Achei
estranho que a minha amiga não aparecesse com uma expressão mais prazenteira,
pois, tal como eu, escutara um pouco o que uma senhora ainda bastante jovem
exprimira ontem no Portugal no Coração à Tânia e ao Baião sobre a necessidade
de cultivar a alegria no nosso país, que anda a murchar de pasmo. Até
comentámos que iguais propósitos de difusão da gargalhada devem ter estado na
origem dos invólucros de algumas saliências nas paredes exteriores dos prédios,
colocados por pessoas também defensoras da alegria, entre os quais dois à porta
do nosso café matinal, feitos de plásticos e laçarotes berrantes, a fim de
elevar o moral, diz-se - não sei se o dos frequentadores se o dos donos do café,
que verdadeiramente precisariam de mais frequentadores e de maior calibre consumista
do que nós, que nos limitamos a modesta biquita pois já vimos matabichadas de casa, graças ao
atavismo que nos prende aos costumes da nossa ancestralidade comensal em família.
Já tínhamos,
aliás, comentado os plásticos e as fitas - e também os laçarotes nas árvores que se diz que ali são colocados no mesmo
objectivo jubiloso - como coisa parola própria do nosso horizonte espiritual
provinciano.
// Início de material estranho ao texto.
PR #11328, opened 2022-11-18
QL/RB: delete language specific codeql query compile checks

erik-krogh:
We now have a combined workflow that does the same thing for all languages in one go, and which does it faster (thanks to caching).  

ATM still have their specific compilation check as their queries aren't covered by the combined workflow. 
ATM queries have compilation warnings by design, so the combined workflow cannot work for their queries.

### DIFF
--- a/.github/workflows/ruby-qltest.yml
+++ b/.github/workflows/ruby-qltest.yml
@@ -33,11 +33,6 @@ jobs:
     steps:
       - uses: actions/checkout@v3
       - uses: ./.github/actions/fetch-codeql
-      - name: Check QL compilation
-        run: |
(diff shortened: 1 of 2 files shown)


tausbn (dismissed):
Nice!

.github/workflows/ruby-qltest.yml
```diff
@@ -33,11 +33,6 @@ jobs:
     steps:
       - uses: actions/checkout@v3
       - uses: ./.github/actions/fetch-codeql
-      - name: Check QL compilation
```
aibaars, line 36: Let's delete the entire `qlcompile` job.

aibaars (approved):

PR #11329, opened 2022-11-18
C#: Add workflow for running QL tests

hvitved:
This PR adds a job for executing C# QL tests directly in this repo, like we do for Ruby. That is, we
- Fetch a nightly `codeql` CLI.
- Build the C# extractor.
- Execute tests with the nightly CLI, using the freshly built C# extractor and the bundled (legacy) ASP extractor.

Additionally, we make use of Actions cache to cache the compilation cache (like Ruby), and we dispatch the workload onto two `ubuntu-latest-xl` machines (Ruby only uses one).

Comparison:
- The internal `C# Language Tests`, which uses one `ubuntu-latest-xl` machine, typically takes 1h20min.
- The tests introduced by this PR typically take 20 min on a cold cache, and 10 min on a warm cache.

In addition to achieving a very significant speedup, running the tests in this repo also means that external contributors will have access to the results, so we will no longer have to communicate test failures by proxy.

### DIFF
--- a/.github/workflows/csharp-qltest.yml
+++ b/.github/workflows/csharp-qltest.yml
@@ -1,0 +1,72 @@
+name: "C#: Run QL Tests"
+
+on:
+  push:
+    paths:
+      - "csharp/**"
+      - "shared/**"
+      - .github/actions/fetch-codeql/action.yml
+      - codeql-workspace.yml
+    branches:
+      - main
+      - "rc/*"
+  pull_request:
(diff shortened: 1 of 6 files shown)


erik-krogh (approved):
Test workflow and caching 👍

henti (approved):
LGTM

michaelnebel (commented):
Looks plausible to me!

PR #11334, opened 2022-11-18
Make model generator emit trailing comma for set literals

Marcono1234:
Adjusts the model generator to emit trailing commas for set literals (see also https://github.com/github/codeql-cli-binaries/issues/76). This reduces the Git diff when new lines are added at the end.

Note that I am not very familiar with the model generator scripts, but I did not notice any issues locally with this change.


aschackmull:
We plan to change the output of the model generator to a completely different format in the near future, so this change is somewhat irrelevant.

PR #11337, opened 2022-11-21
Ruby: Model ActionMailbox

hmac:
Recognise various calls on `mail` and `inbound_mail.mail` in ActionMailbox classes as remote flow sources. For example:

```rb
class MyMailbox < ActionMailbox::Base

  def process
    mail.body # remote flow
  end
end
```

### DIFF
--- a/ruby/ql/lib/change-notes/2022-11-30-actionmailbox.md
+++ b/ruby/ql/lib/change-notes/2022-11-30-actionmailbox.md
@@ -1,0 +1,4 @@
+---
+ category: minorAnalysis
+---
+ * Calls to `mail` and `inbound_mail` in `ActionMailbox` controllers are now considered sources of remote input.


ruby/ql/lib/codeql/ruby/frameworks/ActionMailbox.qll
```diff
@@ -0,0 +1,54 @@
...
+    result = DataFlow::getConstant("ActionMailbox").getConstant("Base").getADescendentModule()
+  }
+
+  /**
+   * A call to `mail` on the return value of
+   * `ActionMailbox::Base#inbound_email`, or a direct call to
+   * `ActionMailbox::Base#mail`, which is equivalent. The returned object
+   * contains data from the incoming email.
+   */
+  class Mail extends DataFlow::CallNode {
```
alexrford, line 26: This is kind of nitpicky, but as I understand it the `Mail` module is defined in a separate gem https://rubygems.org/gems/mail that isn't part of the rails project. Would it make sense to move this and the `RemoteContent` class below into a separate `Mail.qll` library?

alexrford (commented):
One comment/question about the structure, but LGTM otherwise.

ruby/ql/lib/codeql/ruby/frameworks/ActionMailbox.qll
alexrford: Cool, that seems fine.

alexrford (approved):

PR #11338, opened 2022-11-21
Swift: set @github/codeql-swift as owner

andersfugmann:


andersfugmann:
Members of `@github/codeql-swift` are alexdenisov, redsun82, geoffw0, mathiasvp and karimhamdanali. If we need to make changes, we should do that using the [epd](https://github.com/github/epd) tool.

PR #11339, opened 2022-11-21
Ruby: Active support enumerable

aibaars:


ruby/ql/lib/codeql/ruby/frameworks/ActiveSupport.qll
```diff
@@ -294,7 +294,143 @@ module ActiveSupport {
...
+                ) + ")"
+          )
+        }
+
+        override MethodCall getACall() { result = mc }
+
+        override predicate propagatesFlowExt(string input, string output, boolean preservesValue) {
+          exists(string s, int i |
+            s = getKeyArgument(mc, i) and
+            input = "Argument[self].Element[0].Element[" + s + "!]" and
```
hvitved, line 364: I don't think we want the `!` here.

hvitved (approved):

PR #11341, opened 2022-11-21
CFG: Workaround in test output for origin/target pairs with multiple edges

hvitved:
It turns out that `@kind graph` queries do not currently support multiple edges with the same origin and target (but distinguished by label), so we were missing CFG edges in the test output for C#, Ruby, and Swift.


ruby/ql/test/library-tests/controlflow/graph/Cfg.expected
```diff
@@ -811,7 +811,7 @@ case.rb:
 #-----|  -> [ ..., * ]
 
 #   35| [ ..., * ]
-#-----| match -> x
+#-----| false, match, true -> x
```
aibaars, line 814: Is this actually right? I wonder where the `true` and `false` edges come from.

hvitved: No, this is a bug. It may be addressed already by @hmac's [CFG changes](https://github.com/github/codeql/pull/11114), but in all cases, I think we should handle it follow-up.

aibaars: Perfect!

aibaars (approved):

PR #11424, opened 2022-11-25
Swift: Alamofire taint sources

geoffw0:
Model taint sources from the Alamofire networking library.  I didn't get as far as I'd hoped this iteration, but I have stuff working that I want to get merged now.  Things you might expect that are _not_ in this PR:
 - the `.upload` methods (which was planned as a future extension)
 - the `stream` variant methods (the tests are here, the modelling has hit some complications I haven't had time to figure out)
 - taint sinks (they're already in for [`swift/cleartext-transmission`](https://github.com/github/codeql/pull/11210), though improvements are planned for that as well)


swift/ql/lib/codeql/swift/frameworks/Alamofire/Alamofire.qll
```diff
@@ -0,0 +1,39 @@
...
+private import codeql.swift.dataflow.ExternalFlow
+private import codeql.swift.dataflow.FlowSources
+
+/**
+ * An Alamofire response handler type.
+ */
+private class AlamofireResponseType extends NominalTypeDecl {
+  AlamofireResponseType() {
+    this.getFullName() = ["DataResponse", "DownloadResponse"] or
+    this.getABaseTypeDecl() instanceof AlamofireResponseType
```
MathiasVP, line 16: Would this be equivalent to the following

```suggestion
    this.getABaseTypeDecl*().getFullName() = ["DataResponse", "DownloadResponse"]
```
? If so, I think that's more clear.

swift/ql/test/library-tests/dataflow/flowsources/alamofire.swift
```diff
@@ -0,0 +1,551 @@
...
+}
+
+struct MyStreamSerializer: DataStreamSerializer {
+    func serialize(_ data: Data) throws -> String { return "" }
+}
+
+struct MyDecodable: Decodable {
+}
+
+func doSomething(_ p: Any) {}
```
MathiasVP, line 335: The syntax highlighting is awful from here and onwards in this file. Did a non-printable character sneak in here?

swift/ql/lib/codeql/swift/frameworks/Alamofire/Alamofire.qll
```diff
@@ -0,0 +1,39 @@
...
+
+/**
+ * A remote flow source that is an access to remote data from an Alamofire response handler.
+ */
+private class AlamofireResponseSource extends RemoteFlowSource {
+  AlamofireResponseSource() {
+    exists(AlamofireResponseType responseType |
+      this.asExpr().(MemberRefExpr).getMember() = responseType.getADataField()
+    )
+  }
```
MathiasVP, line 36: Could this not be done with the following MaD row:
```qll
";" + ["DataResponse","DownloadResponse"] + ";true;" + ["data", "value", "result"] + ";;;;remote"
```
?

MathiasVP (commented):
A couple of small comments.

swift/ql/lib/codeql/swift/frameworks/Alamofire/Alamofire.qll
geoffw0: I agree.

swift/ql/test/library-tests/dataflow/flowsources/alamofire.swift
geoffw0: Yeah, I noticed that, couldn't figure out what's causing it.  There don't seem to be any hidden characters (I tried deleting and re-typing several lines including this one).  My best guess is its a bug in the syntax highlighting???

swift/ql/lib/codeql/swift/frameworks/Alamofire/Alamofire.qll
geoffw0: I'll try it.  I haven't tried MaD on member variables but I'm guessing it should work...

MathiasVP: We have a couple of cases of that already in Swift if you need to lookup the syntax

geoffw0: Update following a bit more investigation today - for the line:
```
struct DataResponse<Success, Failure: Error> { ...
```
the `Decl` for `DataResponse` is a `StructDecl` and thus a `NominalTypeDecl`.  On the flip side, the corresponding `Type` I get for the `DataResponse` is an `UnboundGenericType` and not a `NominalType`.  This is probably reasonable (I think), but is currently tripping up `interpretElement0`.

As I said before I can fix this, but I'm currently working on the *right* fix that is clean and well understood.  Then I'll make some tests to prove we're really doing the right thing.

geoffw0: I decided to put the fix in a separate PR - https://github.com/github/codeql/pull/11514 - as it probably deserves separate review and discussion.  This PR is now blocked by that one.

swift/ql/test/library-tests/dataflow/flowsources/alamofire.swift
geoffw0: On another PR I saw red highlighting due to inconsistent indentation.  That doesn't seem to be exactly what's going on here, but a clue perhaps.

geoffw0: I've adjusted this bit to try and make the red highlighting go away.  There's nothing telling us what the problem is, it could be a highlighting but, so I'm not inclined to take this too seriously if it persists.

geoffw0:
Converted to MaD, merged main (we need the fix from https://github.com/github/codeql/pull/11514).

swift/ql/lib/codeql/swift/frameworks/Alamofire/Alamofire.qll
geoffw0: Done.

MathiasVP (approved):
LGTM!

swift/ql/test/library-tests/dataflow/flowsources/alamofire.swift
geoffw0: (this issue was reported to the appropriate team)

PR #11428, opened 2022-11-25
C++: Add more tests that exercise the default taint barrier implementation

jketema:
These demonstrate that the barrier on the sue-use dataflow feature branch is broken.


MathiasVP (approved):
LGTM! We could always argue whether or not that ideally should be a sanitizer, but from the current query's point of view, it should definitely be regarded as a sanitizer.

jketema:
Definitely. Point is mostly for us to be able to notice regressions/changes on real code once we start changing this.

PR #11432, opened 2022-11-25
Java: Flow test case generator

michaelnebel:
In this PR we
- Introduce a small script including data to allow executing the flow test case generator script locally.
- Update the access path printing for CSV format.

This is a warmup PR before migrating the flow test case generator to emit data extensions.


java/ql/test/utils/flowtestcasegenerator/pom.xml
```diff
@@ -0,0 +1,133 @@
...
+      <name>Google Maven</name>
+      <url>https://maven.google.com/</url>
+    </repository>
+  </repositories>
+  <properties>
+    <android.platform>31</android.platform>
+    <maven.compiler.source>1.8</maven.compiler.source>
+    <maven.compiler.target>1.8</maven.compiler.target>
+  </properties>
+  <dependencies>
```
atorralba, line 20: Probably most of these dependencies aren't needed for this test case, but I get that it's a bit of a pain going through all of them to determine which ones can be removed 😄

atorralba (approved):
LGTM!

java/ql/test/utils/flowtestcasegenerator/pom.xml
michaelnebel: Yeah - you are right.
Note that this is not anything that is executed by the CI but merely some internal tooling for doing developer testing of the flow test case generator.
Thank you for the review!

atorralba (approved):

PR #11435, opened 2022-11-25
C++: Rewrite `cpp/path-injection` to not use `DefaultTaintTracking`

jketema:
This is the most straightforward rewrite that made both the test here and the ones in the coding standards repo pass. This might not be sufficient to get parity with (or improvement over the old query). Will look at DCA and MRVA results (in that order).

Only annoying thing is that there's now some duplication in the results. I'm not sure if that's easily removed? There's both duplication on the source side and on the sink side, and this is the cause for the bulk of the increase in DCA results.


geoffw0 (commented):
Looks good to me, though I definitely agree about the need to look at differences on MRVA.

On the topic of result duplication, two approaches spring to mind.  If duplicates are caused by sources / sinks of the form:
```
result = a or
result = b
```
try changing them to something like:
```
result = a
or
(
  not exists(a) and
  result = b
)
```
The other thought is that if there are two sinks at slightly different `DataFlow::Node`s, we might try making sinks a `SanitizerOut` so that we only get flow to the first of them.

cpp/ql/src/Security/CWE/CWE-022/TaintedPath.ql
```diff
@@ -46,18 +47,44 @@ class FileFunction extends FunctionWithWrappers {
...
+
+  override predicate isSource(DataFlow::Node node) { isUserInput(asSourceExpr(node), _) }
+
+  override predicate isSink(DataFlow::Node node) {
+    exists(FileFunction fileFunction |
+      fileFunction.outermostWrapperFunctionCall(asSinkExpr(node), _)
+    )
   }
+
+  override predicate isSanitizerIn(DataFlow::Node node) { this.isSource(node) }
```
MathiasVP, line 77: Indeed, now that we have use-use flow this will be a common pattern to use whenever we can have flow into a source 👍.

MathiasVP (commented):
This looks great! We need to validate that the new results we're getting are mostly sensible, but once that's done I think this LGTM!

jketema:
Regarding duplication: neither of those solutions work, as the source nodes and the sink nodes of the duplicated results might have no other solution than that the underlying expression is the same.There's no flow between the two alternatives. The only thing that is giving me something close to the old result is dropping in something like:
```codeql
  predicate hasFilteredFlowPath(DataFlow::PathNode source, DataFlow::PathNode sink) {
    this.hasFlowPath(source, sink) and
    not exists(DataFlow::PathNode source2, DataFlow::PathNode sink2 |
      this.hasFlowPath(source2, sink2) and
      asSourceExpr(source.getNode()) = asSourceExpr(source2.getNode()) and
      asSinkExpr(sink.getNode()) = asSinkExpr(sink2.getNode())
    |
      not exists(source.getNode().asConvertedExpr()) and exists(source2.getNode().asConvertedExpr())
      or
      not exists(sink.getNode().asConvertedExpr()) and exists(sink2.getNode().asConvertedExpr())
    )
  }
```

Also it turns out the DCA results are very deceptive here although DCA only reports 19 more results for vim, the result count (even with the above predicate dropped in) goes from slightly over 200 to slightly over 600(!).

cpp/ql/src/Security/CWE/CWE-022/TaintedPath.ql
jketema: Note that this PR is against main.

MathiasVP: Good point. I just wanted to point out that this pattern will be even more important once we merge these changes into the feature branch (although I do see that saying "now that we have use-use flow" was a bit confusing!).

cpp/ql/src/Security/CWE/CWE-022/TaintedPath.ql
```diff
@@ -46,18 +47,44 @@ class FileFunction extends FunctionWithWrappers {
...
+Expr asSinkExpr(DataFlow::Node node) {
+  result = node.asConvertedExpr()
+  or
+  result =
+    node.asOperand()
+        .(SideEffectOperand)
+        .getUse()
+        .(ReadSideEffectInstruction)
+        .getArgumentDef()
+        .getUnconvertedResultExpression()
```
MathiasVP, line 63: Any reason why this disjunct get the unconverted expression, while the first disjunct (i.e., the `node.asConvertedExpr()`) gets the potentially _converted_ expression?

jketema: `node.asConvertedExpr()` removed some of the duplication. I didn't see a similar effect here.

jketema: That might just have been because tests coverage is not very good though.

jketema: Actually changing the last line to `.getConvertedResultExpression()` removes all the duplication for the tests, but I also lose the result for https://github.com/github/codeql/blob/165c882be54eeeb412fe5c2a532753799a0fba92/cpp/ql/test/query-tests/Security/CWE/CWE-022/semmle/tests/test.c#L35-L39

MathiasVP: Hmm. Is that because `fileFunction.outermostWrapperFunctionCall(expr, _)` only holds when `expr` is an unconverted expression in that case?

geoffw0:
> Regarding duplication: neither of those solutions work, as the source nodes and the sink nodes of the duplicated results might have no other solution than that the underlying expression is the same. There's no flow between the two alternatives.

That's unfortunate.  Where there are two alternatives with no flow between them, can we identify a common parent perhaps?

jketema:
> can we identify a common parent perhaps?

What do you mean by parent?

cpp/ql/src/Security/CWE/CWE-022/TaintedPath.ql
jketema: So it seems we need `getUnconvertedResultExpression()`?

MathiasVP: Either that, or we need to change `isSink` so that it:
- Marks the converted node as the source (so we don't get path duplication), and
- Calls `fileFunction.outermostWrapperFunctionCall` with the converted node's unconverted expression (so that we still find the right sinks).

jketema:
> I was thinking on the AST

Well, that's the problem right: it's the same expression twice in each case. Hence the code in https://github.com/github/codeql/pull/11435#issuecomment-1328876266, where is just pick one at "random".

cpp/ql/src/Security/CWE/CWE-022/TaintedPath.ql
MathiasVP: I was thinking of having `asSinkExpr` do:
```ql
result =
  node.asOperand()
      .(SideEffectOperand)
      .getUse()
      .(ReadSideEffectInstruction)
      .getArgumentDef()
      .getConvertedResultExpression()
```
(i.e., have the node be the converted one to remove the path duplication), and then implement `isSink` as something like:

```ql
  exists(FileFunction fileFunction |
    fileFunction.outermostWrapperFunctionCall(asSinkExpr(node).getUnconverted(), _)
  )
}
```
(i.e., we still mark the converted expression as a source, but we use the unconverted expression for the call to `outermostWrapperFunctionCall`).

Note that this last change _might_ mean that we get all the result duplications again (since any converted node whose _unconverted_ expression satisfies `outermostWrapperFunctionCall` will be a sink).

jketema: > Note that this last change might mean that we get all the result duplications again 

Still the same disappearing result 😄

MathiasVP: :wat:

geoffw0:
It looks like you're way ahead of me in the discussion thread with @MathiasVP , so I'll leave this to the two of you now.  Let me know if you get stuck / would like my opinion on anything.

jketema:
As far as I can currently tell, most new results I'm seeing in DCA are coming from the rewritten version not having a sanitizer mimicking the following one from default taint tracking https://github.com/github/codeql/blob/b8c11de89cedbe3686c6f145a77fc7d721bbde3f/cpp/ql/lib/semmle/code/cpp/ir/dataflow/DefaultTaintTracking.qll#L182-L196 Is this something we want to have?

MathiasVP:
> As far as I can currently tell, most new results I'm seeing in DCA are coming from the rewritten version not having a sanitizer mimicking the following one from default taint tracking

In general, I really don't like that sanitizer in DefaultTaintTracking (since a node may be marked as a sanitizer when the equality comparison is totally unrelated to the dataflow path). It's a good hammer for when a query has an unreasonable number of FPs, but my guess is that it's a lot more useful in query that does taint through integral expressions (where I'd expect a lot more equality comparisons).

jketema:
Turns out the real difference in number of results was coming from `hasUpperBoundsCheck`. Having that is not ideal either, but introducing it in this rewrite gives as very similar before and after results in DCA.

I briefly discussed with @geoffw0 and I agree with him that we should aim here for a very similar set of results when comparing with the version we had before the rewrite. Improving the query is a separate task, which we can do at a later moment, and which should now be easier, as we no longer depend on `DefaultTaintTracking`.

jketema:
MRVA results on 996 projects (one workflow timed out): https://gist.github.com/jketema/b2da9ff4d0939ca3a63e15bbcd05a556 There are 188 result changes in total (both lost and gained). This seems acceptable to me.

jketema:
As briefly discussed last week. Could you have a look at this @rdmarsh2? Especially the `hasFilteredFlowPath` predicate.

rdmarsh2:
Could we use `RemoteFlowSource`/`LocalFlowSource` rather than `isUserInput` to get the "right thing" for sources? For sinks, I'm surprised we can't just use the operand of `ReadSideEffect`.

jketema:
> Could we use `RemoteFlowSource`/`LocalFlowSource` rather than `isUserInput` to get the "right thing" for sources?

If I replace `isSink` by:
```codeql
  override predicate isSource(DataFlow::Node node) {
    node instanceof LocalFlowSource
    or
    node instanceof RemoteFlowSource
  }
```
I'm starting to lose results. In particular `scanf` related ones like:
```cpp
    char fileName[20];
    scanf("%s", fileName);
    fopen(fileName, "wb+"); // BAD
```

> For sinks, I'm surprised we can't just use the operand of `ReadSideEffect`. 

That seems to work for the test cases we have. I frankly never tried this.

MathiasVP:
> I'm starting to lose results. In particular scanf related ones like:

I hope we can do such a rewrite as a follow-up. We need to check that the FlowSource class covers all the cases that isUserInput covers, though.

jketema:
> We need to check that the FlowSource class covers all the cases that isUserInput covers, though.

Yeah, it currently doesn't, but let's not pull that into this PR.

jketema:
With the sink changes suggested by @rdmarsh2 there are [65 additional results (all losses in this case)](https://gist.github.com/jketema/68e6feb18b3416a56e609f71c3e047c7) in MRVA. Given the number of results this query gives, that's probably acceptable. So, if the query looks fine in its current form, I'd like to move on.

I'll file an internal issue for the `scanf`/`LocalFlowSource` issue identified above.

jketema:
Does this need a change note?

MathiasVP:
> Does this need a change note?

I'd say no.

geoffw0:
> I'll file an internal issue for the scanf/LocalFlowSource issue identified above.

And `fscanf`, I think in CPP we consider file reads to be local flow sources as well.  These sources will benefit other queries as well.

MathiasVP (approved):
LGTM!

PR #2562, opened 2023-08-16
refactor: Introduce 'id' prop on <Tooltip>

ClayBenson94:
# Summary

BREAKING CHANGE: This commit introduces a required 'id' property on the <Tooltip>
component which replaces the random automatically generated one used previously.

Our application creates snapshot tests using `jest-snapshot`, and the randomly-generated IDs that come from this component make the snapshots no longer deterministic (and would fail on each run).

This PR is an attempt to address that. I can't say I'm in love with this solution as it does introduce a breaking change that would require IDs to be placed on `<Tooltip>` components across the board, so I am open to other solutions as well!

### DIFF
--- a/src/components/Tooltip/Tooltip.stories.tsx
+++ b/src/components/Tooltip/Tooltip.stories.tsx
@@ -33,13 +33,13 @@ Source: https://designsystem.digital.gov/components/tooltip/
 
 export const tooltipDefault = (): React.ReactElement => (
   <div className="margin-4">
-    <Tooltip label="Default">Default</Tooltip>
+    <Tooltip id="tooltip-default" label="Default">Default</Tooltip>
   </div>
 )
 
 export const tooltipTop = (): React.ReactElement => (
   <div className="margin-4">
-    <Tooltip position="top" label="Top">
+    <Tooltip id="tooltip-top" position="top" label="Top">
       Show on top
     </Tooltip>
   </div>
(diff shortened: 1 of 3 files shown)


haworku:
@ClayBenson94 Hey - that use case makes a lot sense to me! 

In terms of implementation - can we surface the `id?: string`  as an optional prop that falls back to the randomly generated id.  That way we avoid the breaking change but still have always have an id that can be accessed internally for tooltip

werdnanoslen:
@ClayBenson94 do you have some time to make the change Hana suggested? ☝️

shkeating (approved):
lookin good from design standpoint

mcmcgrath13:
This `id` randomness also causes issues for server side rendering. We could also use `React.useId()` instead of `useRef`, which is easy to mock for testing if needed and doesn't require an API change

brandonlenz:
@ClayBenson94 please take a look at @mcmcgrath13's solution in https://github.com/trussworks/react-uswds/pull/3094.

That solution would be a non-breaking change, which makes it easier to include.

And if you would still like to see an optional Id prop added, I think that would be a fine addition as well, but would recommend including it on https://github.com/trussworks/react-uswds/pull/3094

brandonlenz:
Based on https://github.com/trussworks/react-uswds/pull/3096, it sounds like adding an _optional_ id prop would be the next improvement to make. 

We can update this PR to include an optional id prop OR close this PR and create an issue for the optional prop

PR #2581, opened 2023-09-06
fix: text input mask fixes

nicholasguyett:
# Summary

Fixes the incorrect pass-through of the `inputRef` prop

Adds support for `defaultValue`

Adds support for using `TextInputMask` as a controlled component

Fixes support for externally set `onChange` hooks

Note: The `maskString` function contains the unmodified original masking implementation, just moved into a separate function so it can be called in both `onChange` and when setting the initial state.

## How To Test

Manually tested this change in an external (currently private) application that uses both `defaultValue` and `onChange`.


rogeruiz:
Thanks for the PR @nicholasguyett. I'll be taking a look at this and we will be incorporating in our next release. I'm currently looking through how to test this locally and appreciate your summary.

src/components/forms/TextInputMask/TextInputMask.tsx
```diff
@@ -29,42 +57,31 @@ export const TextInputMask = ({
...
+  useEffect(() => {
+    // Make sure this component behaves correctly when used as a controlled component
+    setValue(
+      maskString(
+        ((externalValue ?? defaultValue) as string) ?? ``,
+        mask,
+        charset
+      )
+    )
+  }, [externalValue])
```
rogeruiz, line 73: Great work on this and using `useEffect` API hook.

src/components/forms/TextInputMask/TextInputMask.tsx
```diff
@@ -29,42 +57,31 @@ export const TextInputMask = ({
...
+    const newValue = maskString(e.target.value, mask, charset)
+
     setMaskValue(mask.substring(newValue.length))
-    setIValue(newValue)
-    setInputValue(newValue)
-    inputProps.onChange
+    setValue(newValue)
+
+    // Ensure the new value is available to upstream onChange listeners
+    e.target.value = newValue
```
rogeruiz, line 82: Good catch here on ensuring other `onChange` listeners get the value here too.

rogeruiz (approved):
lgtm 🌈

I was able to test and build the project locally. Also, based on the _How To Test_ section this looks like was already tested in a private repository.

brandonlenz:
@all-contributors please add @nicholasguyett for bug, code

PR #2596, opened 2023-09-27
feat: Allow Tooltip label to be a string or React component

lpsinger:
# Summary

Allow tooltip labels to be a string or any React component.


src/components/Tooltip/Tooltip.tsx
```diff
@@ -232,7 +232,7 @@ export function Tooltip<FCProps = DefaultTooltipProps>(
         {triggerElement}
         <span
           data-testid="tooltipBody"
-          title={label}
+          title={typeof label === 'string' ? label : undefined}
```
brandonlenz, line 235: @lpsinger Instead of silently assigning `label` to `undefined` without a way to override, what do you think about:

1. Add an optional `title` prop which is a `string`
2. If the `title` prop is passed in/has a value, that value is assigned to the span's `title`.
3. If `title` is not passed in, then use `label` if it is a string

lpsinger: Sure thing. Done.

brandonlenz (approved):
Thanks for making that change! I believe this keeps the change backwards compatible as well, so this _won't_ need to involve making our next release a breaking release 👍🏻

PR #2597, opened 2023-09-27
chore: add admin group and design owners group

gidjin:
# Summary

This PR adds the `react-uswds-admin` github team as code owners to make that easier to manager. Also adds the `react-uswds-design-owners` team as owners of the storybook files. This is to facilitate having a designer provide input on changes that affect the look and feel of a component.


gidjin:
> @gidjin I had to update the @trussworks/react-uswds-design-owners role to have write access to the repository, otherwise they are not considered valid codeowners. All should be good now!

Thank you for that I didn't realize that was missing.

Mas o discurso da socióloga, ou psicóloga, ou
talvez mesmo astróloga, no “Portugal no
Coração”, deixou-nos murchas de todo. De enfado.
A minha
amiga ainda tentou entender as razões da senhora entrevistada e a anuência dos
simpáticos entrevistadores com a justificação de que somos considerados o povo
mais triste dentre os povos europeus, mas eu achei que o que nos torna tristes
é a insegurança da nossa modéstia cultural, de povo que viveu sempre na apatia de
um sol preguiçoso, geralmente mal governados por reis ávidos, numa sociedade de
classes, com um povo escravizado, uma nobreza parasita e fútil, um ensino de orientação jesuítica desligado das
conquistas culturais e técnicas dos povos europeus, sempre na cauda de todos,
ao contrário do que afirma Pessoa, que põe no seu país o rosto da Europa fitando
um além de valentia, é certo - embora os olhos se tenham fixado paradoxalmente
na Grécia - mas de uma ambição de posse que não se concretizou pelo
desenvolvimento cultural e social como no resto da Europa.
E hoje, que
não sabemos para onde vai um ensino que grande parte dos alunos despreza, com a
conivência dos adultos, hoje, em que parece não haver regras nem respeito por
coisa alguma, em que se permite que os meninos comecem a beber cedo álcool, em
que a droga impera, em que os acidentes na estrada provêm de todos esses
factores e sobretudo da falta de consciência cívica, em que a justiça falha e a
corrupção alastra impune, falar do cultivo da alegria ou tentar inspirá-la com
toscos artifícios de enfeites de bairro, não parece sério nem eficaz.
Porque a
alegria não resulta da gargalhada, nem a gargalhada é consequência desta. A
alegria é um estado de alma que nasce do amor e da convicção de que a nossa
vida tem sentido, sentido que se vai obtendo com o conhecimento e a educação,
com o respeito por si e pelos outros.
Não temos
motivos para a tal gargalhada de felicidade, num mundo a desfazer-se, entre
nós, no pasmo e na desesperança, mas lá fora, também, na tropelia de violências
e desacatos igualmente animalescos, exceptuado, naturalmente, tudo o que de bom
existe em toda a parte.
Não somos
más pessoas. Criámos bancos nos jardins, onde os velhotes apanham o seu sol,
solitariamente ou com algum amigo, raramente lendo, desinteressados, blocos
graníticos de vidas a extinguir-se. Mas ultimamente até os deixamos aparecer
mortos nas suas casas de solidão.
Um país endividado
assustadoramente, um governo que o quer desendividar, mas manietado sempre
pelos que, tendo anteriormente garantido que o aumento da miséria e do
desemprego ia continuar de forma atroz, preferem condenar agora as acções desse
governo, a dar-lhe margem para cumprir como promete, sempre emperrando, em
auto-saliência de sabedoria que também não provoca alegria, embora por vezes
mereça gargalhada de desprezo.
Entretanto,
a minha amiga falou na gente hospitalizada
por causa destas tosses e gargantas arranhadas como a nossa,
presentemente, de alergia a qualquer
bactéria ou vírus talvez provenientes da falta de chuva, esta sendo mais
uma calamidade a acrescentar às outras, de obstáculo à alegria recomendada pelos
animadores psicológicos.
E a minha
amiga conclui, escandalizada:
-
Olha-me esta! Só nos faltava a bactéria!